## What is required
Write the data out again, matching every line exactly.

[Data records]
☆ ☆ ☆ ☆ ☆ ☆ ☆
PR #6031, opened 2025-11-17
fix: resolve SESSION_IS_NOT_FRESH error with cookieCache

### LINKED ISSUE #6028: SESSION_IS_NOT_FRESH thrown, when cookieCache is enabled

### To Reproduce

1. Enable cookieCache
2. Go to webpage /api/auth/passkey/generate-register-options?authenticatorAttachment=platform
3. You'll get SESSION_IS_NOT_FRESH
4. Wait beyond CookieCache.maxAge (In my case, 5 minutes is enough)
5. Refresh page and you'll get proper results - not SESSION_IS_NOT_FRESH

I expect to not have freshness error right after logging in especially when default freshness is set to 1 day.

when cookieCache is enabled, updatedAt is in the wrong format (2025-11-16T18:07:42.283Z instead of 1763327105228) which results in a bad comparison which results in error.

1.4.0 beta

### System info

```bash
{
  "system": {
    "platform": "darwin",
    "arch": "arm64",
    "version": "Darwin Kernel Version 24.6.0: Mon Jul 14 11:30:40 PDT 2025;",
    "release": "24.6.0",
    "cpuCount": 16,
    "cpuModel": "redacted",
    "totalMemory": "128.00 GB",
    "freeMemory": "20.62 GB"
  },
  "node": {
    "version": "v24.7.0",
    "env": "development"
  },
  "packageManager": {
    "name": "npm",
    "version": "11.5.1"
  },
  "frameworks": null,
  "databases": null,
  "betterAuth": {
    "version": "0.1.0",
    "config": null
  }
}
```

Backend

```typescript
  emailAndPassword: {  
    enabled: true
  },
  cookieCache: {
        enabled: true,
        maxAge: 5 * 60, // 5 min
        strategy: 'jwe',
  }
});
```

### Additional context

https://github.com/better-auth/better-auth/blob/canary/packages/better-auth/src/api/routes/session.ts#L548

GautamBytes:
Closes #6028

### Description
Fixes a bug where `freshSessionMiddleware` incorrectly threw `SESSION_IS_NOT_FRESH` when `cookieCache` was enabled. 

The issue was caused by the `updatedAt` field being retrieved from the cookie as an ISO string, while the freshness logic used `.valueOf()` directly, which failed to perform the correct math against `Date.now()`.

### The Fix
Updated `freshSessionMiddleware` in `session.ts` to explicitly wrap `updatedAt` (or `createdAt`) in `new Date(...).getTime()`. This ensures a numeric timestamp is always used for comparison, regardless of whether the input is a Date object or an ISO string.

---
## Summary by cubic
Fixes the session freshness check to stop false SESSION_IS_NOT_FRESH errors when cookieCache is enabled. Normalizes cookie dates to numeric timestamps before comparison.

- **Bug Fixes**
  - In freshSessionMiddleware, compute lastUpdated with new Date(updatedAt || createdAt).getTime() so ISO strings from cookies compare correctly against Date.now().

<sup>Written for commit e3498d79bb4920e43788107c62e0507cda16c799. Summary will update automatically on new commits.</sup>

### DIFF
--- a/packages/better-auth/src/api/routes/session.ts
+++ b/packages/better-auth/src/api/routes/session.ts
@@ -544,8 +544,9 @@ export const freshSessionMiddleware = createAuthMiddleware(async (ctx) => {
 		};
 	}
 	const freshAge = ctx.context.sessionConfig.freshAge;
-	const lastUpdated =
-		session.session.updatedAt?.valueOf() || session.session.createdAt.valueOf();
+	const lastUpdated = new Date(
+		session.session.updatedAt || session.session.createdAt,
+	).getTime();
 	const now = Date.now();
 	const isFresh = now - lastUpdated < freshAge * 1000;
 	if (!isFresh) {


ping-maxwell:
This is good. we should also consider finding the the code which grabs the cookie cache in the first place and making that convert date strings. Might be a little complicated for this PR though, so maybe for now this is fine.

ping-maxwell (approved):

GautamBytes:
> we should also consider finding the the code which grabs the cookie cache in the first place and making that convert date strings.

will consider that as my next task then 🙌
☆ ☆ ☆ ☆ ☆ ☆ ☆
## Exercise output
PR #6031, opened 2025-11-17
fix: resolve SESSION_IS_NOT_FRESH error with cookieCache

### LINKED ISSUE #6028: SESSION_IS_NOT_FRESH thrown, when cookieCache is enabled

### To Reproduce

1. Enable cookieCache
2. Go to webpage /api/auth/passkey/generate-register-options?authenticatorAttachment=platform
3. You'll get SESSION_IS_NOT_FRESH
4. Wait beyond CookieCache.maxAge (In my case, 5 minutes is enough)
5. Refresh page and you'll get proper results - not SESSION_IS_NOT_FRESH

I expect to not have freshness error right after logging in especially when default freshness is set to 1 day.

when cookieCache is enabled, updatedAt is in the wrong format (2025-11-16T18:07:42.283Z instead of 1763327105228) which results in a bad comparison which results in error.

1.4.0 beta

### System info

```bash
{
  "system": {
    "platform": "darwin",
    "arch": "arm64",
    "version": "Darwin Kernel Version 24.6.0: Mon Jul 14 11:30:40 PDT 2025;",
    "release": "24.6.0",
    "cpuCount": 16,
    "cpuModel": "redacted",
    "totalMemory": "128.00 GB",
    "freeMemory": "20.62 GB"
  },
  "node": {
    "version": "v24.7.0",
    "env": "development"
  },
  "packageManager": {
    "name": "npm",
    "version": "11.5.1"
  },
  "frameworks": null,
  "databases": null,
  "betterAuth": {
    "version": "0.1.0",
    "config": null
  }
}
```

Backend

```typescript
  emailAndPassword: {  
    enabled: true
  },
  cookieCache: {
        enabled: true,
        maxAge: 5 * 60, // 5 min
        strategy: 'jwe',
  }
});
```

### Additional context

https://github.com/better-auth/better-auth/blob/canary/packages/better-auth/src/api/routes/session.ts#L548

GautamBytes:
Closes #6028

### Description
Fixes a bug where `freshSessionMiddleware` incorrectly threw `SESSION_IS_NOT_FRESH` when `cookieCache` was enabled. 

The issue was caused by the `updatedAt` field being retrieved from the cookie as an ISO string, while the freshness logic used `.valueOf()` directly, which failed to perform the correct math against `Date.now()`.

### The Fix
Updated `freshSessionMiddleware` in `session.ts` to explicitly wrap `updatedAt` (or `createdAt`) in `new Date(...).getTime()`. This ensures a numeric timestamp is always used for comparison, regardless of whether the input is a Date object or an ISO string.

---
## Summary by cubic
Fixes the session freshness check to stop false SESSION_IS_NOT_FRESH errors when cookieCache is enabled. Normalizes cookie dates to numeric timestamps before comparison.

- **Bug Fixes**
  - In freshSessionMiddleware, compute lastUpdated with new Date(updatedAt || createdAt).getTime() so ISO strings from cookies compare correctly against Date.now().

<sup>Written for commit e3498d79bb4920e43788107c62e0507cda16c799. Summary will update automatically on new commits.</sup>

### DIFF
--- a/packages/better-auth/src/api/routes/session.ts
+++ b/packages/better-auth/src/api/routes/session.ts
@@ -544,8 +544,9 @@ export const freshSessionMiddleware = createAuthMiddleware(async (ctx) => {
 		};
 	}
 	const freshAge = ctx.context.sessionConfig.freshAge;
-	const lastUpdated =
-		session.session.updatedAt?.valueOf() || session.session.createdAt.valueOf();
+	const lastUpdated = new Date(
+		session.session.updatedAt || session.session.createdAt,
+	).getTime();
 	const now = Date.now();
 	const isFresh = now - lastUpdated < freshAge * 1000;
 	if (!isFresh) {


ping-maxwell:
This is good. we should also consider finding the the code which grabs the cookie cache in the first place and making that convert date strings. Might be a little complicated for this PR though, so maybe for now this is fine.

ping-maxwell (approved):

GautamBytes:
> we should also consider finding the the code which grabs the cookie cache in the first place and making that convert date strings.

will consider that as my next task then 🙌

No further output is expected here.